Amy estava certa de duas coisas quando deixara a Escócia: a primeira era que atravessar a fronteira dos Estados Unidos pelo Canadá seria uma grande e absoluta merda. A segunda, e muito mais assustadora, era que precisava de um pai que não conhecia para ajudá-la a cruzar o país.

Por mais incrível que parecesse, a parte da fronteira não fora difícil. A pior parte, de longe, fora pisar numa cidade estranha, sem conhecer ninguém e sem ter onde comer ou dormir. Que Deus me ajude, foi tudo o que Amy pensou quando chegou a Nova York com um nome e um endereço copiados da internet, procurando por um cara que não a queria como filha. De certa forma, o apelo divino ajudou. Não exatamente da maneira como ela esperava, mas já era um começo.

Parada no corredor de Lara, Amy sustentou o olhar apavorado dele com um nó na garganta. Damian era um homem alto, de ombros largos, rosto quadrado como os daqueles bonecos de ação que dão errado na hora da fabricação, cabelos castanhos eriçados de um lado e olhos azuis profundos.

Que merda, pensou ela, avaliando aquele rosto mal barbeado e lembrando-se do bêbado miserável que encontrara noite passada. Tenho os olhos desse filho da puta.

— De onde você conhece Diane? — perguntou ele de um fôlego só.

— Acho melhor eu deixar vocês... — começou Lara, saindo pelo canto.

— Não. — Ele ergueu a mão direita, os olhos arregalados. Amy trincou a mandíbula. — Não quero ficar sozinho com essa... essa coisa. Fique aqui antes que eu pule no pescoço dela.

A garota fechou a cara para Damian e, por um breve momento, sentiu raiva da mãe por ter escolhido aquele gorila imbecil para ser pai.
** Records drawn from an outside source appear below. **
Issue #2946, opened 2021-02-17
check-config should not complain about nftables


brandond:
**Environmental Info:**
K3s Version: 
v1.20.2

Node(s) CPU architecture, OS, and Version: 
Linux centos8.lan.khaus 4.18.0-240.10.1.el8_3.x86_64 #1 SMP Mon Jan 18 17:05:51 UTC 2021 x86_64 x86_64 x86_64 GNU/Linux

Nas raras vezes em que o assunto surgira entre elas, a mãe sempre se referira a Damian como O Americano Idiota e nada mais. Agora, mais do nunca, Amy entendia o que a mãe queria dizer.
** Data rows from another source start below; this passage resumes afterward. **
PR #3430, opened 2021-06-09
Send systemd notifications for both server and agent

briandowns:
#### Proposed Changes ####

Move the code for when the agent signals systemd to to be the last thing it does before waiting on the blocked context channel.

#### Verification ####

Verify that kubelet is up and processing before `systemctl start k3s` returns on an agent node.

#### Linked Issues ####

https://github.com/rancher/rke2/issues/989

### DIFF
--- a/pkg/agent/run.go
+++ b/pkg/agent/run.go
@@ -238,7 +238,7 @@ func Run(ctx context.Context, cfg cmds.Agent) error {
 		cfg.Token = newToken.String()
 		break
 	}
-	//systemd.SdNotify(true, "READY=1\n")
+
 	return run(ctx, cfg, proxy)
 }
 
--- a/pkg/agent/run.go
+++ b/pkg/agent/run.go
@@ -114,9 +114,17 @@ func run(ctx context.Context, cfg cmds.Agent, proxy proxy.Proxy) error {
 			return err
 		}
 	}
+
+	notifySocket := os.Getenv("NOTIFY_SOCKET")
+	os.Unsetenv("NOTIFY_SOCKET")
+
 	if err := setupTunnelAndRunAgent(ctx, nodeConfig, cfg, proxy); err != nil {
 		return err
 	}
+
+	os.Setenv("NOTIFY_SOCKET", notifySocket)
+	logrus.Warn("XXX - got here")
+	systemd.SdNotify(true, "READY=1\n")
 
 	coreClient, err := coreClient(nodeConfig.AgentConfig.KubeConfigKubelet)
 	if err != nil {
@@ -233,15 +241,11 @@ func Run(ctx context.Context, cfg cmds.Agent) error {
 		break
 	}
 
-	notifySocket := os.Getenv("NOTIFY_SOCKET")
-	os.Unsetenv("NOTIFY_SOCKET")
+	logrus.Warn("XXX - before it all in agent")
 
 	if err := run(ctx, cfg, proxy); err != nil {
 		return err
 	}
-
-	os.Setenv("NOTIFY_SOCKET", notifySocket)
-	systemd.SdNotify(true, "READY=1\n")
 
 	return nil
 }
--- a/pkg/agent/run.go
+++ b/pkg/agent/run.go
@@ -122,9 +122,6 @@ func run(ctx context.Context, cfg cmds.Agent, proxy proxy.Proxy) error {
 		return err
 	}
 
-	os.Setenv("NOTIFY_SOCKET", notifySocket)
-	systemd.SdNotify(true, "READY=1\n")
-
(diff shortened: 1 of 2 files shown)


galal-hussein (dismissed):

pkg/agent/run.go
```diff
@@ -141,6 +141,12 @@ func run(ctx context.Context, cfg cmds.Agent, proxy proxy.Proxy) error {
 		}
 	}
 
+	notifySocket := os.Getenv("NOTIFY_SOCKET")
+	os.Unsetenv("NOTIFY_SOCKET")
+
+	os.Setenv("NOTIFY_SOCKET", notifySocket)
```
brandond: This should be unset from the environment while starting child processes (kubelet, containerd, etc) so that they don't try to notify for uys, and then restored again before calling `systemd.SdNotify` since it looks to this variable for the notification socket path.

brandond (changes requested):

pkg/cli/server/server.go
```diff
@@ -363,7 +363,6 @@ func run(app *cli.Context, cfg *cmds.Server, leaderControllers server.CustomCont
 
 	logrus.Info("Starting " + version.Program + " " + app.App.Version)
 	notifySocket := os.Getenv("NOTIFY_SOCKET")
```
brandond, line 365:
```suggestion
```

pkg/cli/server/server.go
```diff
@@ -379,10 +378,13 @@ func run(app *cli.Context, cfg *cmds.Server, leaderControllers server.CustomCont
...
 			logrus.Info("ETCD server is now running")
 		}
+
 		logrus.Info(version.Program + " is up and running")
-		if notifySocket != "" {
-			os.Setenv("NOTIFY_SOCKET", notifySocket)
-			systemd.SdNotify(true, "READY=1\n")
+		if cfg.DisableAgent {
+			if notifySocket != "" {
+				os.Setenv("NOTIFY_SOCKET", notifySocket)
```
brandond, line 385:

— Vamos, menina — ordenou ele. — De onde você conhece Diane?

— Ela é minha mãe e você é meu pai.

Um silêncio medonho, embalado pelo anúncio da nova Barbie Veterinária na televisão, instalou-se no pequeno apartamento bagunçado de Lara. As risadinhas das meninas vieram do quarto, mas nenhum deles foi contagiado pela alegria das crianças. O olhar fixo de Damian sobre ela era similar ao do antropólogo do século XIX que vê, pela primeira vez, um aborígene. Ele piscou antes de explodir.

— Quem é você? — Damian avançou, derrubando algumas revistas de fofoca no chão. Amy não recuou. Por sorte, Lara se colocou entre eles. — Que merda você quer, menina?!

— Acho bom você se controlar — repreendeu Lara, erguendo as mãos. — Você não tem o direi...

— Como você deixou essa... essa desconhecida dormir na sua casa?! — Ele se afastou com um grunhido, passando a mão nos cabelos. — Porra, você nem sabe o que essa garota quer!

— A casa é minha. Coloco para dentro quem eu quiser e pelo o tempo que eu quiser.

Damian rosnou, e Amy quis abraçar Lara, aquele anjo disfarçado de ser humano. Se não fosse por seus olhos verdes bondosos e sorrisos maternais, ela teria passado a noite na rua e de barriga vazia.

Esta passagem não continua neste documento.